====== Data extracts ======
PR #923, opened 2026-09-07
chore(templates): migrate python-start and python-beautifulsoup to httpx2

### LINKED ISSUE #922: Migrate python-start and python-beautifulsoup from httpx to httpx2
> [!NOTE]
> **TL;DR**
> Two Python templates still use `httpx`, while `python-mcp-proxy` now uses `httpx2`. Lets sync all to httpx2

## What is going on

`httpx2` is the next generation of `httpx` ([pydantic/httpx2](https://github.com/pydantic/httpx2)).

#917 moved `python-mcp-proxy` to `httpx2`, because `mcp` 2 requires it. The other two templates were left alone. So the repo now ships both clients, and the root `pyproject.toml` lists both.

## Why bother

- One HTTP client to document, teach and keep updated instead of two.
- `httpx` 0.x is the old line. New templates should start on the new one.
- Drops a duplicate dependency from the aggregate env.

## What to change

**`templates/python-start`**
- `requirements.txt:6` - `httpx >= 0.28.0, < 1.0.0` -> `httpx2 >= 2.5.0, < 3.0.0`
- `my_actor/main.py:20` - `from httpx import AsyncClient` -> `from httpx2 import AsyncClient`
- `README.md:5,15,21` - the HTTPX name and link

**`templates/python-beautifulsoup`**
- `requirements.txt:6` - same pin change
- `my_actor/main.py:15` - same import change
- `README.md:5,13` - the HTTPX name and link

**Root**
- `pyproject.toml` - drop `httpx >= 0.28.0, < 1.0.0`, keep `httpx2`
- `uv lock`

## Is it a drop-in?

For what these two templates do, yes. Both only use:

- `async with AsyncClient() as client`
- `await client.get(url, follow_redirects=True)`
- `response.text` and `response.raise_for_status()`

All of it exists in `httpx2` under the same names, with the same `follow_redirects=False` default. Checked against `httpx2` 2.12.0. No code logic needs to change - only the import line.

## Done when

- [ ] No `httpx` left in any template or in `pyproject.toml`
- [ ] `uv run poe lint` and `uv run poe type-check` pass
- [ ] Both templates still fetch a page and write rows to the dataset

## Where this came from

@vdusek's review on #917:

> Also, we should probably migrate everywhere from `httpx` to `httpx2`, but that's for another PR.

l2ysho:
> [!NOTE]
> **TL;DR**
> `python-start` and `python-beautifulsoup` now use `httpx2` instead of `httpx`, and the direct `httpx` pin is gone from the root env. The repo ships one HTTP client again.

This was stacked on #917 while that was open. #917 has since merged, and this branch is now rebased onto `master` — the diff below is this change alone.

## What changed

**`templates/python-start`** and **`templates/python-beautifulsoup`**:

- `requirements.txt` — `httpx >= 0.28.0, < 1.0.0` → `httpx2 >= 2.5.0, < 3.0.0` (same pin `python-mcp-proxy` already uses)
- `my_actor/main.py` — `from httpx import AsyncClient` → `from httpx2 import AsyncClient`, plus the comments naming the library
- `README.md` — HTTPX → HTTPX2, link to <https://github.com/pydantic/httpx2> (the package's declared Homepage; httpx2 has no separate docs site)

**Root**:

- `pyproject.toml` — direct `httpx` pin dropped; `httpx2` was already there from #917
- `uv.lock` — regenerated. Two lines removed. `httpx` stays in the lock as a transitive dep of the apify/crawlee/fastmcp line, which is expected.

No code logic changed. `AsyncClient()`, `client.get(url, follow_redirects=True)`, `response.content` / `.text` and `raise_for_status()` all exist in `httpx2` under the same names with the same defaults.

## How it was verified

| Check | Result |
|---|---|
| `uv run poe lint` | `78 files already formatted` / `All checks passed!` |
| `uv run poe type-check` | `All checks passed!` |
| `uv lock --check` | 288 packages, consistent |

Both templates run end to end, twice each — once against the aggregate repo env, once against a **fresh standalone venv built from the template's own `requirements.txt`** (which is what CI's `test-python-templates` does):

- **`python-start`**, input `{"url": "https://apify.com/"}` — exit 0, 36 headings pushed to the dataset, no errors.
- **`python-beautifulsoup`**, `max_depth: 0` — exit 0, 1 row with title + `h1s`/`h2s`/`h3s`. Also run at `max_depth: 1` — exit 0, 89 rows.

Standalone resolution installs `apify 4.0.2`, `beautifulsoup4 4.15.0`, `httpx2 2.12.0` and **no `httpx` at all** — so the template env is genuinely down to one HTTP stack, not just the direct pin.

One caught-and-logged fetch failure during the `max_depth: 1` crawl (`github.com/apify/crawlee`, a read timeout from that host). Handled by the template's existing `except`, run still exit 0. Not related to this change.

## Deliberately left out

- **`templates/manifest.json:53,92`** still list `"httpx"` in `technologies` for both templates. That array drives the template icon, which apify-web serves from `public/img/template-icons` — that directory has `httpx.svg` and **no `httpx2.svg`**. Flipping the value here would point both templates at a missing icon. It needs a sequenced cross-repo change: land `httpx2.svg` in apify-web first, then flip both entries. Happy to open a follow-up issue.
- `python-mcp-proxy/my_actor/models.py:31` has a comment reading `# Optional HTTPX authentication handler` next to an `httpx2.Auth` type. That line belongs to #917, so it is left for that PR.

Closes #922


vdusek (approved):
LGTM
======
§ **Task item**
The answer is the records above restated word for word from their opening line through the line that holds "## What is going on", both included, and nothing else.

§ **Result below**
PR #923, opened 2026-09-07
chore(templates): migrate python-start and python-beautifulsoup to httpx2

### LINKED ISSUE #922: Migrate python-start and python-beautifulsoup from httpx to httpx2
> [!NOTE]
> **TL;DR**
> Two Python templates still use `httpx`, while `python-mcp-proxy` now uses `httpx2`. Lets sync all to httpx2

## What is going on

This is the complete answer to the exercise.